BEGIN

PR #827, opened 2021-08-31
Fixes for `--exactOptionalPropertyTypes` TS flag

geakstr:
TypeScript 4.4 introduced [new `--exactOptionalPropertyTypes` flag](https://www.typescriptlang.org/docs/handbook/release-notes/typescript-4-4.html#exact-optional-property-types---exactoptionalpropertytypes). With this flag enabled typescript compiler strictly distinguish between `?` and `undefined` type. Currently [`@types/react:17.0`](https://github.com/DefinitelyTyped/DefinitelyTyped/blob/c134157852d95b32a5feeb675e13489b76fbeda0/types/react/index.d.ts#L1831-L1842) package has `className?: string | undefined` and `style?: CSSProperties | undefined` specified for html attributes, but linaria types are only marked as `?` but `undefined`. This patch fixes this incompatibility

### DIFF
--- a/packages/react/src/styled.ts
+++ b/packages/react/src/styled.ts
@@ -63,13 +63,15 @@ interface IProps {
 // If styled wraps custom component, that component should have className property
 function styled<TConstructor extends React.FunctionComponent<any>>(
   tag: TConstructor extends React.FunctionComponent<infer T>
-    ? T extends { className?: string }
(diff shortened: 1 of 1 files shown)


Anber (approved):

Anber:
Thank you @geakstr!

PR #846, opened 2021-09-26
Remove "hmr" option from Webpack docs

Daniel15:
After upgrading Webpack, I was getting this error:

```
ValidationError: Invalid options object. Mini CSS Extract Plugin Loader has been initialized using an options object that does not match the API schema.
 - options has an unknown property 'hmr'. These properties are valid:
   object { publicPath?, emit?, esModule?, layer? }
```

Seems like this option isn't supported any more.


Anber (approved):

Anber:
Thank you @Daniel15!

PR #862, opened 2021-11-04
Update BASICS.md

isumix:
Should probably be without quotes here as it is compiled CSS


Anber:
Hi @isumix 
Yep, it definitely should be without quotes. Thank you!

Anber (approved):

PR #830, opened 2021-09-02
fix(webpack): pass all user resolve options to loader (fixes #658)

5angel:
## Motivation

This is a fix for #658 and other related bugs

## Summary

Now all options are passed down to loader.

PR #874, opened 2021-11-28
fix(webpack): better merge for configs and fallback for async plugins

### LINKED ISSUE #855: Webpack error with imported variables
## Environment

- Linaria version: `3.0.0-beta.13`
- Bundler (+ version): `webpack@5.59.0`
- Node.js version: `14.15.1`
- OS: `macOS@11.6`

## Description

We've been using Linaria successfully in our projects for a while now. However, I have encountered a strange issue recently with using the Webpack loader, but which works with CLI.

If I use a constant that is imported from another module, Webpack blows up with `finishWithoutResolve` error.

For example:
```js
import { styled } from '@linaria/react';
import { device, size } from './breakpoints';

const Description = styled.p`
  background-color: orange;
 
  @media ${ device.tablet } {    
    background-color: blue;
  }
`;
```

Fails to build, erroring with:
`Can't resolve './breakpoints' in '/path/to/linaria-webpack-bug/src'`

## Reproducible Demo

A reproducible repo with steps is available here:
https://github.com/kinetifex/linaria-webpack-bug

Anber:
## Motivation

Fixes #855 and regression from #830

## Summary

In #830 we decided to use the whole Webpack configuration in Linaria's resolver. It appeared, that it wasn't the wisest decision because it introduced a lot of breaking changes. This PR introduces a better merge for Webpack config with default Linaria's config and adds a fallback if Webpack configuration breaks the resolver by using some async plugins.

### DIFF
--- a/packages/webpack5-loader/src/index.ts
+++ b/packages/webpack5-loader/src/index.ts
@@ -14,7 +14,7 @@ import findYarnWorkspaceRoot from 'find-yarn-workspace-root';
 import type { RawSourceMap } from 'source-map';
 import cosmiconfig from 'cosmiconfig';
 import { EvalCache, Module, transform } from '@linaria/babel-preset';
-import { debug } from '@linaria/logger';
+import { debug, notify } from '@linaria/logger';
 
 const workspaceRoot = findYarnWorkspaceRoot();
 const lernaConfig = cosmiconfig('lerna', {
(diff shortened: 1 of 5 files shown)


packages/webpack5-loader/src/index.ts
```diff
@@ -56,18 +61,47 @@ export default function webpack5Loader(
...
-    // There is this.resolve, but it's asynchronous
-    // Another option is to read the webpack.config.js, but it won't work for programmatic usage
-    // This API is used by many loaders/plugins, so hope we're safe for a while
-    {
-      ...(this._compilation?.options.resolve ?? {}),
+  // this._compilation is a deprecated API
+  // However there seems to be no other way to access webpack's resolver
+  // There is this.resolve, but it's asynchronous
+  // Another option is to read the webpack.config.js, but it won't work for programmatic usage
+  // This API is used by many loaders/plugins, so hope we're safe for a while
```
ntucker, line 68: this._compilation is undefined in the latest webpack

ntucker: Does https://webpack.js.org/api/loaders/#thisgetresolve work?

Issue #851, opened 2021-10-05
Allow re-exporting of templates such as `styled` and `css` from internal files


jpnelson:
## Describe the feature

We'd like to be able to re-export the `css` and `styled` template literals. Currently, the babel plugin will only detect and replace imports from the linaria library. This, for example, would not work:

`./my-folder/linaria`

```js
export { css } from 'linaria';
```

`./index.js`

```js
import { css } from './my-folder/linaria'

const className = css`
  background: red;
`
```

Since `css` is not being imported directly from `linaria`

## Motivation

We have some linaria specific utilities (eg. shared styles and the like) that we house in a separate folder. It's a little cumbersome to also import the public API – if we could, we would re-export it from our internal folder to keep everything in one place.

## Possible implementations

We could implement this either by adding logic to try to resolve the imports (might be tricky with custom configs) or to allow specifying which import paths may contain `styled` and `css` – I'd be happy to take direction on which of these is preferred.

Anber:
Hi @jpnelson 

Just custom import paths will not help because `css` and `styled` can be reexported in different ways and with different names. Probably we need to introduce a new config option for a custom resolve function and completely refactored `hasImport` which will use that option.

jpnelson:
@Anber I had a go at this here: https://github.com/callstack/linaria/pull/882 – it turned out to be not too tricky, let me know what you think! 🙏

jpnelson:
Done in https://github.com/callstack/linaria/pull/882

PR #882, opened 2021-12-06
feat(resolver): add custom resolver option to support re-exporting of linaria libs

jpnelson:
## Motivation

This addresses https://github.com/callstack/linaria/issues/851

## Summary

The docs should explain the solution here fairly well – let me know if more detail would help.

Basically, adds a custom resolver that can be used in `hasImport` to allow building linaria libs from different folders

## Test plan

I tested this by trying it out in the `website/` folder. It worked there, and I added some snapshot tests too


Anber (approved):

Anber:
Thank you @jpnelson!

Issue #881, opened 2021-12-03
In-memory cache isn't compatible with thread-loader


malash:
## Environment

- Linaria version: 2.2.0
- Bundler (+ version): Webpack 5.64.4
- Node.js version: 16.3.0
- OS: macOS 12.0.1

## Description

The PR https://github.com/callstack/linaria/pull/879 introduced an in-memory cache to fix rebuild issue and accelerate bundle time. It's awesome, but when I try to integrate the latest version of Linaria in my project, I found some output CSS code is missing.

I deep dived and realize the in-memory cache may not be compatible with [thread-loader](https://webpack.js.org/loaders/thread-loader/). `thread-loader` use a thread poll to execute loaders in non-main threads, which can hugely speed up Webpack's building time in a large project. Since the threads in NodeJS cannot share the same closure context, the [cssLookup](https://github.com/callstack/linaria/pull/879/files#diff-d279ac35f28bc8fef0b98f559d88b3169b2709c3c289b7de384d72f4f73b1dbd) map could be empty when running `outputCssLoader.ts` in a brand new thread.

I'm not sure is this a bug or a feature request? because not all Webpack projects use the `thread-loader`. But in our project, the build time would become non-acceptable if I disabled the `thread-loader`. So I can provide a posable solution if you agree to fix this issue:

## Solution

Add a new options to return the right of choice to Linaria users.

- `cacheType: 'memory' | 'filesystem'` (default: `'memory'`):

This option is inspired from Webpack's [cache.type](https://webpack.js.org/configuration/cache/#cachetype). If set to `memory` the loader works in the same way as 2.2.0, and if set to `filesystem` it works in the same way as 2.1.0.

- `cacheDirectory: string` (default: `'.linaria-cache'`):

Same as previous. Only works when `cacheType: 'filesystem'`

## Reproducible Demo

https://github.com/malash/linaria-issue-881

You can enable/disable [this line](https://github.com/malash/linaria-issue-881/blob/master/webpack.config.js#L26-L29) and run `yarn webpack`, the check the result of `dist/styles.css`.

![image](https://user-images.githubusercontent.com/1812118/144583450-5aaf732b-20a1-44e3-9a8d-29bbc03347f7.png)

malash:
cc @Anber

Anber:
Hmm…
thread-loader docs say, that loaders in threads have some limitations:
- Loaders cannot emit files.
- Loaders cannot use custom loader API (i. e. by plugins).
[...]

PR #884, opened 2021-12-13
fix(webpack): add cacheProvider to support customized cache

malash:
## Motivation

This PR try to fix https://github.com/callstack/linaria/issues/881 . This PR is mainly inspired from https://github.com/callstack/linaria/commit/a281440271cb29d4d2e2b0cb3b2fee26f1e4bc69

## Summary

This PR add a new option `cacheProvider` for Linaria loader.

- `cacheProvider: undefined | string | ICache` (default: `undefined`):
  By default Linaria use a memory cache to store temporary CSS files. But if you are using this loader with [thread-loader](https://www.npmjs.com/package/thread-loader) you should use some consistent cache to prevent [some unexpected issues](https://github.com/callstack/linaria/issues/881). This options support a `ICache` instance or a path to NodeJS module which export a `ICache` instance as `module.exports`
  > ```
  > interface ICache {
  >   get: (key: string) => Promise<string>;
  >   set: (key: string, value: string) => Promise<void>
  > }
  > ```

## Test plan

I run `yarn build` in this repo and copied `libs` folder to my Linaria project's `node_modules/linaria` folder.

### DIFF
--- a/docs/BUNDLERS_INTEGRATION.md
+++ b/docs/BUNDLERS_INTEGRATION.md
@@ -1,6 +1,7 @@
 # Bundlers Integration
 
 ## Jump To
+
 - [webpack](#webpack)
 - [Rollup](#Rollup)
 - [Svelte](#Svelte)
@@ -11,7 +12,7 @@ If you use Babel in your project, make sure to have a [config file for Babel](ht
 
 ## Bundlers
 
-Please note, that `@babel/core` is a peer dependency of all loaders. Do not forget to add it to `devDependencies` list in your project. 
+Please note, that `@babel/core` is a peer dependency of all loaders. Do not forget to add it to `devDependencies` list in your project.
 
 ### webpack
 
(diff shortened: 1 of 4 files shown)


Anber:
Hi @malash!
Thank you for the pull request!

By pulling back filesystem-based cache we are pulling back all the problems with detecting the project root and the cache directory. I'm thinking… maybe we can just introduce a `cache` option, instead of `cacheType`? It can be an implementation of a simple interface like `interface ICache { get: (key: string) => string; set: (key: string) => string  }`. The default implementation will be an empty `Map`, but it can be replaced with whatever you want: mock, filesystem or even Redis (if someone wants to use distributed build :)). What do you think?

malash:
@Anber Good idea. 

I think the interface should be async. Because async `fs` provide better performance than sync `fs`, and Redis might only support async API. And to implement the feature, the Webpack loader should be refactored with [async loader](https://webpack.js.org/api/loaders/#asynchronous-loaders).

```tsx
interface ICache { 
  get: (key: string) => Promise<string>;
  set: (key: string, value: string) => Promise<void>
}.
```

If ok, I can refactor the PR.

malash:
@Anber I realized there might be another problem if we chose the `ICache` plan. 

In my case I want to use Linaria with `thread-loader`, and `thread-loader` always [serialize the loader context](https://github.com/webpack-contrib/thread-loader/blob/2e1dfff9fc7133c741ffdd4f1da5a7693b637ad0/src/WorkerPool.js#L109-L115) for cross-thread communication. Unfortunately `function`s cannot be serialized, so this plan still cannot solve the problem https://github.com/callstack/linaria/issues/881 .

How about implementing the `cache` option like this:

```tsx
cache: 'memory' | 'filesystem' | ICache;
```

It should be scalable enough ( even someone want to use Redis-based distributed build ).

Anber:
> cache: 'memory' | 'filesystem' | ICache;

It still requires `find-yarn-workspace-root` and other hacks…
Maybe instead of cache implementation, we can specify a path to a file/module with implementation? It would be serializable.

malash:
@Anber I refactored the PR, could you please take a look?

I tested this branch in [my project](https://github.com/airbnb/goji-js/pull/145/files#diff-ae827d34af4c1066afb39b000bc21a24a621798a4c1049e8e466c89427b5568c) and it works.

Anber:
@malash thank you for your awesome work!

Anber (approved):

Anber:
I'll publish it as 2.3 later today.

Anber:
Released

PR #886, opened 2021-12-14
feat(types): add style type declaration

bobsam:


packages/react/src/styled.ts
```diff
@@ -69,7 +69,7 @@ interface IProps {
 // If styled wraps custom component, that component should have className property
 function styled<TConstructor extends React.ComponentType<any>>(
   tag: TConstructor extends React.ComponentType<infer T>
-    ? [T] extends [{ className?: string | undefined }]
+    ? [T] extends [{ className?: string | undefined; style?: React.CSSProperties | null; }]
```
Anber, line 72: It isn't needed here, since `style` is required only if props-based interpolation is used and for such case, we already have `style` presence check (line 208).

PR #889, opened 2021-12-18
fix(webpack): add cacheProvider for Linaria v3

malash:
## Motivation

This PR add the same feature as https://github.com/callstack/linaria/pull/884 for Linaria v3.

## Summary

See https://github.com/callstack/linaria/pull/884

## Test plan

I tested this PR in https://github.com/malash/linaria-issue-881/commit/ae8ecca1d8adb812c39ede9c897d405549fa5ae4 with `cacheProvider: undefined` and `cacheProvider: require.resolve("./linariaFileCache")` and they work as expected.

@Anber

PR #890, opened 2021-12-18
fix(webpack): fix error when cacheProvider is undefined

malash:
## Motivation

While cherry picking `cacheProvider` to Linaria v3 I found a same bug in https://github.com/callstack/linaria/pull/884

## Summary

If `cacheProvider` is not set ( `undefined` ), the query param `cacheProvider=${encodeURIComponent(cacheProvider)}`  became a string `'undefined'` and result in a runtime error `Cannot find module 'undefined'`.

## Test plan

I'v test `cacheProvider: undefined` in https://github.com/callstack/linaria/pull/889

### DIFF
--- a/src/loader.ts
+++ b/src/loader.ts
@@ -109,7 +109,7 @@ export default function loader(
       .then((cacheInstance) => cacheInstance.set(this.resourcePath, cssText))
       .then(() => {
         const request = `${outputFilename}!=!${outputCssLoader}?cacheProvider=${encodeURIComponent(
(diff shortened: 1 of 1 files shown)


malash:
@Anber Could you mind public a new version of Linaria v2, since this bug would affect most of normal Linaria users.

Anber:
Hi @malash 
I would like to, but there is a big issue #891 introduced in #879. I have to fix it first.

END

→ **REQUIRED WORK**: Write out word for word only the lines from the one with "normal Linaria users." to the end of the material, both ends included.

→ **COMPLETED EXERCISE**:
@Anber Could you mind public a new version of Linaria v2, since this bug would affect most of normal Linaria users.

Anber:
Hi @malash 
I would like to, but there is a big issue #891 introduced in #879. I have to fix it first.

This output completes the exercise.